*** Opening of Data shown ***

Issue #53, opened 2020-09-22
Ability to add photos


milkintosh:
Some of the primary photos that are used are not the best identifiers, and sometimes there are no photos, so it would be nice to be able to 'submit a correction' for images like you can for other categories.

lambda2:
The corrections pipeline could carry this, but its schema rejects image keys today. Did you mean suggesting an image URL, or uploading a file? The first is a small change, the second needs storage.

PR #371, opened 2026-09-14
Remove ActiveStorage: mounted with no tables, 500ing its upload endpoint

### LINKED ISSUE #365: ActiveStorage is mounted with no tables: its direct-upload endpoint 500s
`ActiveStorage::DirectUploadsController#create` raises on every call because the tables it writes to were never created.

Sentry: [API-8D](https://trefle.sentry.io/issues/API-8D), 5 events, first seen 21 hours ago, release `v2.5.1`.

```
ActiveRecord::StatementInvalid: PG::UndefinedTable:
  ERROR: relation "active_storage_blobs" does not exist
```

## The state of ActiveStorage in this app

The engine is required and configured:

```ruby
config/application.rb:8              require 'active_storage/engine'
config/environments/production.rb:41 config.active_storage.service = :local
config/environments/development.rb:37 config.active_storage.service = :local
config/environments/test.rb:37       config.active_storage.service = :test
```

Requiring the engine mounts its routes, including `POST /rails/active_storage/direct_uploads`, which is what the Sentry events hit.

But the tables do not exist. `db/schema.rb` declares 27 tables and **none** of them are ActiveStorage's — `grep -n active_storage db/schema.rb` is empty. Only the follow-up migrations are present in `db/migrate/`:

```
20200611193330_add_foreign_key_constraint_to_active_storage_attachments_for_blob_id.active_storage.rb
20221206140234_add_service_name_to_active_storage_blobs.active_storage.rb
20221206140235_create_active_storage_variant_records.active_storage.rb
20221206140236_remove_not_null_on_active_storage_blobs_checksum.active_storage.rb
```

The original `create_active_storage_tables` migration is missing, so the amendments have nothing to amend.

And nothing uses it: `grep -rn "has_one_attached\|has_many_attached\|direct_upload" app/` returns nothing. There is no attachment anywhere in the application.

## What this means

The app exposes a public, unauthenticated write endpoint for a feature it does not have, and that endpoint returns `500`. The right fix is almost certainly to remove it, not to create the tables — but that is a product call, because #53 (*Ability to add photos*) is an open request that would eventually want exactly this machinery.

## Scope

- Decide, and say which in the PR: **remove** ActiveStorage (drop the `require`, drop the dead `.active_storage.rb` migrations, drop the three `config.active_storage.service` lines) or **complete** it (generate `active_storage:install`, so the existing amendment migrations apply cleanly).
- Removal is the recommended default: nothing references it, and reinstating it when #53 is actually built is a single generator invocation. Do not keep a broken endpoint live to reserve a feature nobody has started.
- If removing, check that no route outside the engine depends on it and that the `:test` service config is not load-bearing for any spec.
- Either way, `POST /rails/active_storage/direct_uploads` must stop returning `500` — `404` if removed, `2xx`/`4xx` if completed.

## Acceptance criteria

- `POST /rails/active_storage/direct_uploads` no longer returns `500`, pinned by a request spec.
- `bundle exec rails db:migrate` from scratch succeeds and leaves the schema consistent with what the app actually uses.
- The PR states the decision and links #53 so the choice is discoverable when photo upload is picked up.

Sentry: `Fixes API-8D`.

Touches: `config/application.rb`, `config/environments/production.rb`, `config/environments/development.rb`, `config/environments/test.rb`, `db/migrate/`, `db/schema.rb`, `spec/requests`
Blocked by: none

lambda2:
Closes #365.

## Decision

**Removed** ActiveStorage rather than completed it. The engine was required and configured (`config.active_storage.service` in all three environments) but the original `create_active_storage_tables` migration was never present in this repo — only orphaned follow-up amendment migrations with nothing to amend. Nothing in `app/` uses `has_one_attached`, `has_many_attached`, or direct uploads. `POST /rails/active_storage/direct_uploads` was therefore a public, unauthenticated write endpoint for a feature the app doesn't have, 500ing on every call (Sentry API-8D).

Reinstating it when #53 (photo uploads) is actually built is a single generator invocation (`active_storage:install`), so there's no reason to keep a broken endpoint live to reserve a feature nobody has started on. Linking #53 here so this choice is discoverable when photo upload is picked up.

## Changes

- `config/application.rb`: drop `require 'active_storage/engine'`.
- `config/environments/{production,development,test}.rb`: drop the `config.active_storage.service` lines.
- Delete the four dead `db/migrate/*.active_storage.rb` amendment migrations, and the now-orphaned `config/storage.yml`.
- Drop the dangling `.rubocop_todo.yml` Exclude entry for one of those migrations.
- `db/schema.rb` already had zero `active_storage_*` tables, so no change was needed there — `bundle exec rails db:migrate` from scratch was verified to still succeed and leave the schema consistent.
- New request spec (`spec/requests/active_storage_removed_spec.rb`) pinning that `POST /rails/active_storage/direct_uploads` now returns 404, not 500.

## Verification

- Reproduced the 500 against the pre-fix code, confirmed the new spec catches it.
- Full RSpec suite: 1138 examples, 0 failures.
- RuboCop: 453 files, 0 offenses.

Touches: `config/application.rb`, `config/environments/`, `config/storage.yml`, `db/migrate/`, `.rubocop_todo.yml`, `spec/requests/`


lambda2:
🔎 claim-review-pr 2026-09-14T08:53:00Z — reviewing this PR now.

lambda2:
✅ Reviewed — Pass.

**Contract** (#365 acceptance criteria):
- `POST /rails/active_storage/direct_uploads` no longer 500s, pinned by a request spec — verified: `spec/requests/active_storage_removed_spec.rb` passes, asserts 404.
- `bundle exec rails db:migrate` from scratch succeeds with a schema consistent with actual usage — verified independently: dropped/recreated `trefle_test`, ran `db:migrate` from empty, exit 0, `ActiveRecord::Base.connection.tables.grep(/active_storage/)` → `[]`.
- PR states the decision (removal, not completion) and links #53 for discoverability — present in the PR body.

**CI**: Brakeman, RSpec (1138 examples), RuboCop all green (`gh pr checks 371`).

**Local verification** (fresh worktree):
- `bundle exec rubocop` — 453 files, 0 offenses.
- Targeted spec passes.
- `grep -rn "active_storage\|ActiveStorage\|has_one_attached\|has_many_attached\|direct_upload"` across `app/`, `config/`, `lib/`, `spec/`, `db/schema.rb` — only hits are the new spec itself. No dangling references.
- No explicit `active_storage` route mount outside the removed engine require; the one Gemfile hit is a pre-existing commented-out line, untouched.
- Diff scope matches the PR's `Touches:` line exactly — nothing outside it.

Note: hit an unrelated `LoadError: cannot load such file -- sassc` on `management_spec.rb` in my scratch worktree (missing native gem in that throwaway checkout) — confirmed via `log/test.log` it's an environment artifact, not caused by this diff, and CI's own RSpec run is green at 0 failures.

Moving back to ready for review.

*** Close of Data shown ***

**Directions:** Scan the records above for the lines holding "Brakeman, RSpec (1138" and "- Targeted spec passes.". Transcribe those two and every line between them word for word, and no others.

**Exercise output:**
**CI**: Brakeman, RSpec (1138 examples), RuboCop all green (`gh pr checks 371`).

**Local verification** (fresh worktree):
- `bundle exec rubocop` — 453 files, 0 offenses.
- Targeted spec passes.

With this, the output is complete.